Supplied entries START
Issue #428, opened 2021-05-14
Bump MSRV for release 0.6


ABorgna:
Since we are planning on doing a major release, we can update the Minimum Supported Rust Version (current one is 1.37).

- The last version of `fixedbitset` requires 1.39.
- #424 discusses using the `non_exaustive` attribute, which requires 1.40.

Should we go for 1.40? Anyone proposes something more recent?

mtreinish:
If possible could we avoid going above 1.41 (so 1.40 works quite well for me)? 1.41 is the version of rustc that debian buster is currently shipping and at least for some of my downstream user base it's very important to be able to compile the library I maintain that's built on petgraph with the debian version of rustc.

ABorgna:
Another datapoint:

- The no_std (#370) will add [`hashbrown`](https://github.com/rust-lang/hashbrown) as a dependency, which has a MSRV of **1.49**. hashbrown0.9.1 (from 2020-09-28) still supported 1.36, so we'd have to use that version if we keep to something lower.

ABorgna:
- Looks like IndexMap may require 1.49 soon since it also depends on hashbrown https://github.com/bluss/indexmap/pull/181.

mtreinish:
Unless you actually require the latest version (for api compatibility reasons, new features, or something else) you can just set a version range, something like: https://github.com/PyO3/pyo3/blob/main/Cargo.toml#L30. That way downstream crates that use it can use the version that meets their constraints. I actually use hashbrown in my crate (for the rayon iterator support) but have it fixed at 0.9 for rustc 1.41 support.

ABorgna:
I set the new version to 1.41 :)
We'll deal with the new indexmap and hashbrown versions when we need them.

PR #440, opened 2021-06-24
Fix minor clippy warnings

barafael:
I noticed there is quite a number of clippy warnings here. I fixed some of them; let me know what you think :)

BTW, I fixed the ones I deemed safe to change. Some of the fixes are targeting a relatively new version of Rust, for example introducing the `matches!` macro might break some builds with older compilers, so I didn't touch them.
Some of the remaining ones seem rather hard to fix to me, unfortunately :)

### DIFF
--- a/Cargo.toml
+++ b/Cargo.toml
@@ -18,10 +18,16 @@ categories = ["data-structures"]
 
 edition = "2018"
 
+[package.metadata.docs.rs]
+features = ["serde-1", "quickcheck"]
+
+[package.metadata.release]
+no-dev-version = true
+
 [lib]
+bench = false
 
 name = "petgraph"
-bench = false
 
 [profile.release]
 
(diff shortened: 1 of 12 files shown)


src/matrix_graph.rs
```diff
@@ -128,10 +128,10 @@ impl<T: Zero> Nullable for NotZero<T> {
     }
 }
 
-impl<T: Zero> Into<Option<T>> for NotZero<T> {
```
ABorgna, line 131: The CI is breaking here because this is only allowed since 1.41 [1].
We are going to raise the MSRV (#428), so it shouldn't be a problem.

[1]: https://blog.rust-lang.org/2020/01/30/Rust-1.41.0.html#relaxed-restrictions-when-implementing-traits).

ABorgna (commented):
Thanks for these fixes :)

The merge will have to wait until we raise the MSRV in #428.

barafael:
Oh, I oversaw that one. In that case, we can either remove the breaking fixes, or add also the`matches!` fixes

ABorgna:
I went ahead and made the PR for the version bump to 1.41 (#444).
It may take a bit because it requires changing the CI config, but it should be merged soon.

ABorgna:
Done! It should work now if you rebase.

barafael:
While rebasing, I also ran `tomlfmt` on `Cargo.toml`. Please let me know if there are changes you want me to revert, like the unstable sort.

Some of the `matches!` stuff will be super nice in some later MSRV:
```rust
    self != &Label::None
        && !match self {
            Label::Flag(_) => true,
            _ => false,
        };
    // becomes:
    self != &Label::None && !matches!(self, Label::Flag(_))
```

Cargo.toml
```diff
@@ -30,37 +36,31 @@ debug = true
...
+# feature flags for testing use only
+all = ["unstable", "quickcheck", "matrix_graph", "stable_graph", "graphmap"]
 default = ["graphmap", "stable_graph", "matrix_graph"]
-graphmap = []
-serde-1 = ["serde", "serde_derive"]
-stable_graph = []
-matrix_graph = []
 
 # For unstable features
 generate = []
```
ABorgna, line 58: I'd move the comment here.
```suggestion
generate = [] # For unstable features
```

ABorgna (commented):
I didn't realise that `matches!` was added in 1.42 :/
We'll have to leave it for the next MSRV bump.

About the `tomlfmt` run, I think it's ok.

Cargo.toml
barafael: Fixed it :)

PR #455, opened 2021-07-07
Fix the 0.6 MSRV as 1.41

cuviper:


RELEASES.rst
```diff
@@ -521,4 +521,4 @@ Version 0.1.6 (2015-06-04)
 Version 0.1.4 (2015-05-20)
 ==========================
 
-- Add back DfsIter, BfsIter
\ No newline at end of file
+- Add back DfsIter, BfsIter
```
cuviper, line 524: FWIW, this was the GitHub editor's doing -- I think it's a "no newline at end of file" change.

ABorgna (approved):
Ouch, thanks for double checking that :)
Supplied entries END
Supplied entries START
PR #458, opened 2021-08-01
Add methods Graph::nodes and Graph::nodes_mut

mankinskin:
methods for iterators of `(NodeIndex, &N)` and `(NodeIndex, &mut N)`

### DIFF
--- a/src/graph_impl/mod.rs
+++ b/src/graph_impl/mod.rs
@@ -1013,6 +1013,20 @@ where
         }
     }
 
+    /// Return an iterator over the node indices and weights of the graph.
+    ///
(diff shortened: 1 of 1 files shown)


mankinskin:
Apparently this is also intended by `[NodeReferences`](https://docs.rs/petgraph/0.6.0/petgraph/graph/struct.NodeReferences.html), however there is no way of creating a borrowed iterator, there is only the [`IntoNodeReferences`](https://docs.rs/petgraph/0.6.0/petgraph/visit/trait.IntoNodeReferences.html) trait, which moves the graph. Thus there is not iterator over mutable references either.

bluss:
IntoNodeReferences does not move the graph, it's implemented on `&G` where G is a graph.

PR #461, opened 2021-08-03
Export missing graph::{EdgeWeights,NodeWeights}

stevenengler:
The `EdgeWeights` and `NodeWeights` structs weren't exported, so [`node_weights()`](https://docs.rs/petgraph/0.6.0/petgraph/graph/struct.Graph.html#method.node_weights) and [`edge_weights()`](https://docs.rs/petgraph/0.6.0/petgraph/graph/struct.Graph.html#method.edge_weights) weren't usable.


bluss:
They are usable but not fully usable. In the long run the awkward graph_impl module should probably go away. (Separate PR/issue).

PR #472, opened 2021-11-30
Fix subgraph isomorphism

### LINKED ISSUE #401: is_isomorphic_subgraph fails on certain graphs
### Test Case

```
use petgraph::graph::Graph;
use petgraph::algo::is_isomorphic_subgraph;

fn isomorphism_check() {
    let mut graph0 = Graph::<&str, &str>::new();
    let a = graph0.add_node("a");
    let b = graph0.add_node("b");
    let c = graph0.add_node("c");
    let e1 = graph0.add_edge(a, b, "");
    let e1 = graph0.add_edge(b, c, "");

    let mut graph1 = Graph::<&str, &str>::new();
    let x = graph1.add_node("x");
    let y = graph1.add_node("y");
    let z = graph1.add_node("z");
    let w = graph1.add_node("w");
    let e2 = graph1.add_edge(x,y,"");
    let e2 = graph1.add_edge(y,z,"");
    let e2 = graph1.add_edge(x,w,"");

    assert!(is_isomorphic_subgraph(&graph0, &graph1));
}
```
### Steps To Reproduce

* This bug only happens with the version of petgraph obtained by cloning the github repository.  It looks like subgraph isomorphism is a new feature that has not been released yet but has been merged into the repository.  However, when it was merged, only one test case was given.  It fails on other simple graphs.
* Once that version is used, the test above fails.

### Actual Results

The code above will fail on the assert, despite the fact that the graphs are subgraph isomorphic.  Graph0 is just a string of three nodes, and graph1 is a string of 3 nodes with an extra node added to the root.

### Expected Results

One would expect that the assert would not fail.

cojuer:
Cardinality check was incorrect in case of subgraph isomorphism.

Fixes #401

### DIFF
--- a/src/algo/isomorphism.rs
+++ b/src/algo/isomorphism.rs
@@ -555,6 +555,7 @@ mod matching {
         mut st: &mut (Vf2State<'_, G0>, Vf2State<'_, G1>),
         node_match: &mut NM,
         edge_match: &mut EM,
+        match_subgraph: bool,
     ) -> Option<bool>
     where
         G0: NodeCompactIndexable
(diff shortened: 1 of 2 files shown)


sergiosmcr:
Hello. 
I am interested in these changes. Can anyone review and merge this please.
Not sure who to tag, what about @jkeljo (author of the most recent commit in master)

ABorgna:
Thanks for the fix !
Supplied entries END
What lines above contain the word "cuviper"? Return each such line.

cuviper:
cuviper, line 524: FWIW, this was the GitHub editor's doing -- I think it's a "no newline at end of file" change.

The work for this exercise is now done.